ファイバーとクロスフローの両翼展開で、板金加工自動化やDXも実現

三菱電機株式会社
FA システム事業本部 産業メカトロニクス事業部 事業部長 田代 勝 氏

掲載企業三菱電機株式会社

主要3品目
  • 板金レーザ加工機
  • 放電加工機
  • 数値制御装置
従業員数
14 万 9655 人(連結)
年間売上高
5兆36億940万円(連結)

 レーザー加工機メーカーブランド「MELLASER」を展開する三菱電機株式会社は 2022年、同社レーザー加工機における新戦略「GX-F Ever-next Strategy」を発表。同社 2 次元レーザー加工機におけるフラッグシップモデル「GX-F」シリーズにおける新しい取り組みであり、装置導入後においても日々開発されリリースされるソフトウェアやハードウェアのアップデート実装に対応していく。従来は装置本体を買い替えるしか術がなかった最新機能アップデートが、それをせずにかなうようになるという加工機業界としても画期的な取り組みだ。そして 2024 年 2 月、満を持して、GX-F Ever-next Strategy を標準としたファイバーレーザー加工機「GX-F シリーズ 2024 モデル」をリリースした。
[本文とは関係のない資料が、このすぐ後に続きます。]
PR #1254, opened 2025-08-30
Close xarray before finishing DeferredFileClose

### LINKED ISSUE #778: Model.close() and/or Model as context manager

deltamarnix:
## Issue addressed

Fixes #778 

## Explanation

Xarray keeps Datasets open and does not support concurrent reading and writing to the same file. This gives conflicts in `Model.update()`. Therefore, all open Datasets need to be tracked within each component. Writing is first done to a temporary file next to the target. Reading can proceed as normal. After that, all open datasets are closed with `ModelComponent.cleanup()`. And the model can finish writing by calling `ModelComponent.finish_write()` right after to clean up all DeferredFileClose objects.

This solves the problem with open xarray Datasets. Bookkeeping of these Datasets is hard and also requires the caller of the code to be careful with keeping datasets open. If the user calls python functions like `ModelComponent.set`, hydromt doesn't know if it is a netcdf file underneath and if it should close it. Therefore, the end user is responsible in that case and we will log a PermissionError to the user during build or update.

This functionality does not yet change the way that the DataCatalog opens xarray objects and the bookkeeping there is not yet aligned. There will be similar cases where the original Dataset should actually be closed.

It is important to notice that retrieving a DataArray from a Dataset does not copy over the close handler (`Dataset._close`). Therefore, the original Dataset always needs to be in the bookkeeping somewhere. For the components it is possible to do this by adding them to `ModelComponent._open_datasets`.

## General Checklist

- [ ] Updated documentation
- [x] Updated changelog.rst

## Data/Catalog checklist


tests/model/test_model.py
LuukBlom, line 1: Can we add an integration test that checks whether the model uses this new defered fileclosing correctly when doing a build/update?

If you wrap your test in this:
```python
with tempfile.TemporaryDirectory() as tmpdir:
    ...
```

you get the same pytest tmpdir functionality, but it automatically deletes it at the end of the scope.

hydromt/_io/readers.py
```diff
@@ -868,116 +868,66 @@ def _parse_values(
...
 
-def _read_nc(
-    filepath: Path | str,
-    *,
-    mask_and_scale: bool = False,
-    single_var_as_array: bool = True,
-    load: bool = False,
-    **kwargs,
-) -> xr.Dataset:
+def read_nc(filepath: Path | str, **kwargs) -> xr.Dataset:
```
LuukBlom: Now that the `load` argument is no longer here, there is no reading happening here anymore. Should we rename this function to `open_nc` to communicate better that you have to close what it returns?

hydromt/_io/readers.py
```diff
@@ -868,116 +868,66 @@ def _parse_values(
...
-    if single_var_as_array and len(ds.data_vars) == 1:
-        (ds,) = ds.data_vars.values()
+        ds.set_close(org_close)
 
     # Return the dataset
     return ds
 
 
-def _read_ncs(
+def read_ncs(
```
LuukBlom: same comment: -> `open_ncs`

tests/model/test_model.py
deltamarnix: I have added some assertions to check whether the deferred closing was triggered.

hydromt/model/components/datasets.py
```diff
@@ -135,20 +120,20 @@ def read(
...
-            root=self.root.path,
-            single_var_as_array=single_var_as_array,
-            **kwargs,
-        )
+        ncs = open_ncs(filename_template, root=self.root.path, **kwargs)
         for name, ds in ncs.items():
-            self.set(data=ds, name=name)
+            self._open_datasets.append(ds)
+            if len(ds.data_vars) == 1:
+                (da,) = ds.data_vars.values()
```
aslowwriter, line 133: why the tuple?  is this intentional?

hydromt/model/components/spatialdatasets.py
```diff
@@ -151,20 +147,20 @@ def read(
...
-            root=self.root.path,
-            single_var_as_array=single_var_as_array,
-            **kwargs,
-        )
+        ncs = open_ncs(filename_template, root=self.root.path, **kwargs)
         for name, ds in ncs.items():
-            self.set(data=ds, name=name)
+            self._open_datasets.append(ds)
+            if len(ds.data_vars) == 1:
+                (da,) = ds.data_vars.values()
```
aslowwriter, line 160: Why this tuple?

tests/components/test_spatialdatasets_component.py
```diff
@@ -112,3 +113,23 @@ def test_add_raster_data_from_raster_reclass(tmpdir, demda, lulcda):
     )
 
     assert "roughness_manning" in model.maps.data
+
+
+def test_spatialdataset_updates_netcdf(raster_ds, tmpdir: Path, caplog):
+    write_path = Path(tmpdir) / "spatial_datasets/forcing.nc"
```
aslowwriter:
```suggestion
    write_path = Path(tmpdir) / "spatial_datasets" / "forcing.nc"
```
otherwise you end up with mixed file seperators on windows

tests/model/test_model.py
```diff
@@ -362,6 +361,15 @@ def test_model_build_update_with_data(tmpdir, demda, obsda, monkeypatch, caplog)
     assert any(
         log_record.message == "maps.set.name=elevtn2" for log_record in caplog.records
     )
+    assert any(
+        log_record.message
+        == f"Could not write to file {Path(tmpdir / 'spatial_datasets' / 'precip.nc').as_posix()}, deferring write"
```
aslowwriter: if `tmpdir` is already a path then is the cast necessary? I suppose it has to be otherwise this should fail, in which case I think you can remove it.

hydromt/model/components/datasets.py
deltamarnix: This is a simple way to pick out the first item of a list. Should I change it to da = next(iter(ds.data_vars.values()))?

hydromt/model/components/spatialdatasets.py
deltamarnix: This code actually came from read_nc, I just moved it to here.

hydromt/model/components/datasets.py
aslowwriter: no, I didn't know that. that's nice. you can leave it like that

tests/model/test_model.py
deltamarnix: No, tmpdir is not a path, it's a py.path.local. I'm changing the type hints everywhere in the code.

ファイバーも クロスフローも、そしてDXも ※クロスフロー:CO2 レーザー、同社独自のビーム発振構造

 三菱電機のMELLASERは、二次元および三次元レーザー加工機、自動化システム、CAD/CAMシステムなど幅広く展開する。加工機内キーコンポーネンツが内製であって、レーザー発振器や数値制御装置にいたるまで自社開発するなど、総合電機メーカーならではの利点を生かしていることが特色だ。
 同社のレーザー加工機の歴史は約45年におよび、1979年に日本で初めてクロスフローレーザー加工機を製品化。2012 年 からは、同 社 初となるファイバーレーザー方式による二次元レーザー加工機 「NX-F」シリーズをリリース。それ以降は、ファイバーレーザー方式の新機種を積極的に市場投入してきた。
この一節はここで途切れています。